Quote every line from the top of the listing down to and including the line that contains "My understanding of".

- Opening Delimiter -

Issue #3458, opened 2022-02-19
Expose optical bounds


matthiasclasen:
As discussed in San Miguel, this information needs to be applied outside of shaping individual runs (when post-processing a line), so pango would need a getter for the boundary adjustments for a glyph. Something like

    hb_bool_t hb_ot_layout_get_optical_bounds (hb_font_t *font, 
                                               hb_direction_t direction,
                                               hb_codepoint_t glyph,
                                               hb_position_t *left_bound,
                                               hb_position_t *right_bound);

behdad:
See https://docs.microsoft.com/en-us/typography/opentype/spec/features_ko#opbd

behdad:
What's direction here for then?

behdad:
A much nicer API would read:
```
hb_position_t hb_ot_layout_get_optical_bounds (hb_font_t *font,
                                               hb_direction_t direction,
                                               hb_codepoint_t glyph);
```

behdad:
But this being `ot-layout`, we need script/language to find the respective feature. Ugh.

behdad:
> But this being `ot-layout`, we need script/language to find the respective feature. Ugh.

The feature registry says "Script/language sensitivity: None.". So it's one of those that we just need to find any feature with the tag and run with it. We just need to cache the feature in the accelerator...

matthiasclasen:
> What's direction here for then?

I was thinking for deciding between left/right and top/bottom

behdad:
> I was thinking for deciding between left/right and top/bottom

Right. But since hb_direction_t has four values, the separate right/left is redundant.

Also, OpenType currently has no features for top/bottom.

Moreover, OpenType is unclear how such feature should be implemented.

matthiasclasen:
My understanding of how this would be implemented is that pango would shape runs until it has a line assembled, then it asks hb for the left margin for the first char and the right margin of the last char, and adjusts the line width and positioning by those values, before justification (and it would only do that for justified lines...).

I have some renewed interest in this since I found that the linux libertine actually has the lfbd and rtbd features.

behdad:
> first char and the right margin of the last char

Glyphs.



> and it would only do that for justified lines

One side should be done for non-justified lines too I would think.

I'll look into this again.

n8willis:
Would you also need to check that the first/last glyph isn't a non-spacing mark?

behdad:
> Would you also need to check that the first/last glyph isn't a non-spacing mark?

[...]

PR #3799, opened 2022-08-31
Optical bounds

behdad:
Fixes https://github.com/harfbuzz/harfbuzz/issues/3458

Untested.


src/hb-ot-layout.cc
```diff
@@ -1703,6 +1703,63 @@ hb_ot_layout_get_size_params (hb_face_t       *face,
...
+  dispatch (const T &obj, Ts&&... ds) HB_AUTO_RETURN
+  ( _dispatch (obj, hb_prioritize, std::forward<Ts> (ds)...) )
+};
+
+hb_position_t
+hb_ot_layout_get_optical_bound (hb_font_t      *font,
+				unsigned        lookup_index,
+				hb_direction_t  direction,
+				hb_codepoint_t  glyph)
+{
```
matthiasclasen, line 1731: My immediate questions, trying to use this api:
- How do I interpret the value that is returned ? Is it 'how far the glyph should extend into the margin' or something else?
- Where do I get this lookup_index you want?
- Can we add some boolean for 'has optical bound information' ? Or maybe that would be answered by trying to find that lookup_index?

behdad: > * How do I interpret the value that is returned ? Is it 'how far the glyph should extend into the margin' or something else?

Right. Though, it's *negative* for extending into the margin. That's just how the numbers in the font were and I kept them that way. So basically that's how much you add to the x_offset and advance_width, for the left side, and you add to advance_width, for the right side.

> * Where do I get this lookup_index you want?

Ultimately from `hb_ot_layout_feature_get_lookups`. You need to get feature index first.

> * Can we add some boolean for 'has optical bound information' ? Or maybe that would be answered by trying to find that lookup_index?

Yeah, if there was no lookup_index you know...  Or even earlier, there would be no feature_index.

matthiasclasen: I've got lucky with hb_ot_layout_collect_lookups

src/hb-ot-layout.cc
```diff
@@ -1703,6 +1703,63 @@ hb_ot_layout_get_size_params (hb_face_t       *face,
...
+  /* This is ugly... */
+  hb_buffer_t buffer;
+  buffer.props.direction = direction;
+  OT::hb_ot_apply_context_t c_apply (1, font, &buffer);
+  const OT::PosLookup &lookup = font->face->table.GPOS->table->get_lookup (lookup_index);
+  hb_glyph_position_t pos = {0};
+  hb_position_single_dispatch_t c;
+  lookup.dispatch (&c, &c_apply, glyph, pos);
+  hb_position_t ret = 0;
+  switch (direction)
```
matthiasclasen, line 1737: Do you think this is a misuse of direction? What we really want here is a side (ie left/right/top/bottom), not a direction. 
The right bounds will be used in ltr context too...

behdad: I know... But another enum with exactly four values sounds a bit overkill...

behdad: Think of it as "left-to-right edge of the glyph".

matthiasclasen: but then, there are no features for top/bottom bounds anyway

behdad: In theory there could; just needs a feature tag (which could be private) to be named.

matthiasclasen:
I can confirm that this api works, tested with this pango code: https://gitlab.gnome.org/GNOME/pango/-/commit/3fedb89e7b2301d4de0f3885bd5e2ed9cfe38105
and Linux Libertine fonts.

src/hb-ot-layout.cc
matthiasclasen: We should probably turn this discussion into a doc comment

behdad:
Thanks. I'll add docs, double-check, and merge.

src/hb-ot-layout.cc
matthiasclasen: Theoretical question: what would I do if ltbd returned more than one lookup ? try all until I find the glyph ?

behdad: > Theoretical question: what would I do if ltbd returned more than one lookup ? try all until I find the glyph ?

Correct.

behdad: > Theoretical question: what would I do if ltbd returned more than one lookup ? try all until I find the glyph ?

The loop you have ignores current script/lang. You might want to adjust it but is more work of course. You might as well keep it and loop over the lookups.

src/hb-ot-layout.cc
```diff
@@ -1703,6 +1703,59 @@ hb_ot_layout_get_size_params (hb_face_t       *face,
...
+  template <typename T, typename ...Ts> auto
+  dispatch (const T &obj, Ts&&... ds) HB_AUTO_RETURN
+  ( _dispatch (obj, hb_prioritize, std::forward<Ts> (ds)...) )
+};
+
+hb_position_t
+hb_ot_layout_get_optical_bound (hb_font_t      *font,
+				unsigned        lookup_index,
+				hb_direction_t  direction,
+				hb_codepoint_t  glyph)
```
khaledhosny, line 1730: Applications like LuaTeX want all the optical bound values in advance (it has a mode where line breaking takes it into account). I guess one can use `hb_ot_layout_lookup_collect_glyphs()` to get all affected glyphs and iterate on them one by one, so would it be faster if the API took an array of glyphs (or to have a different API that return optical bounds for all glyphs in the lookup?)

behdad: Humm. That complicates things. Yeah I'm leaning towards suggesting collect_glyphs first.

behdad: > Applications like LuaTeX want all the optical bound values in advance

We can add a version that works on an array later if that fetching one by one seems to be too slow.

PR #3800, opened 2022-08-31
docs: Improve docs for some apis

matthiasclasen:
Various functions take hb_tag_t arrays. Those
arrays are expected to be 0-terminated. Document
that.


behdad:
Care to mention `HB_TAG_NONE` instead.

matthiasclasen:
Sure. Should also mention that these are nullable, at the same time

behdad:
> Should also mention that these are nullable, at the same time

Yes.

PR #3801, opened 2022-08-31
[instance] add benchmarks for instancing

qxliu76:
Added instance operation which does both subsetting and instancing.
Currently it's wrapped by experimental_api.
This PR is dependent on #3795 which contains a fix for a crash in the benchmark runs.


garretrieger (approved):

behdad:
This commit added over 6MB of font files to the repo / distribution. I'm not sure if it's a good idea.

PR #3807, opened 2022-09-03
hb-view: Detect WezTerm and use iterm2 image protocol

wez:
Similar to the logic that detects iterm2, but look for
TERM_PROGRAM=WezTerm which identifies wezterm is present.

- Closing Delimiter -

- _Answer to this task_
Issue #3458, opened 2022-02-19
Expose optical bounds


matthiasclasen:
As discussed in San Miguel, this information needs to be applied outside of shaping individual runs (when post-processing a line), so pango would need a getter for the boundary adjustments for a glyph. Something like

    hb_bool_t hb_ot_layout_get_optical_bounds (hb_font_t *font, 
                                               hb_direction_t direction,
                                               hb_codepoint_t glyph,
                                               hb_position_t *left_bound,
                                               hb_position_t *right_bound);

behdad:
See https://docs.microsoft.com/en-us/typography/opentype/spec/features_ko#opbd

behdad:
What's direction here for then?

behdad:
A much nicer API would read:
```
hb_position_t hb_ot_layout_get_optical_bounds (hb_font_t *font,
                                               hb_direction_t direction,
                                               hb_codepoint_t glyph);
```

behdad:
But this being `ot-layout`, we need script/language to find the respective feature. Ugh.

behdad:
> But this being `ot-layout`, we need script/language to find the respective feature. Ugh.

The feature registry says "Script/language sensitivity: None.". So it's one of those that we just need to find any feature with the tag and run with it. We just need to cache the feature in the accelerator...

matthiasclasen:
> What's direction here for then?

I was thinking for deciding between left/right and top/bottom

behdad:
> I was thinking for deciding between left/right and top/bottom

Right. But since hb_direction_t has four values, the separate right/left is redundant.

Also, OpenType currently has no features for top/bottom.

Moreover, OpenType is unclear how such feature should be implemented.

matthiasclasen:
My understanding of how this would be implemented is that pango would shape runs until it has a line assembled, then it asks hb for the left margin for the first char and the right margin of the last char, and adjusts the line width and positioning by those values, before justification (and it would only do that for justified lines...).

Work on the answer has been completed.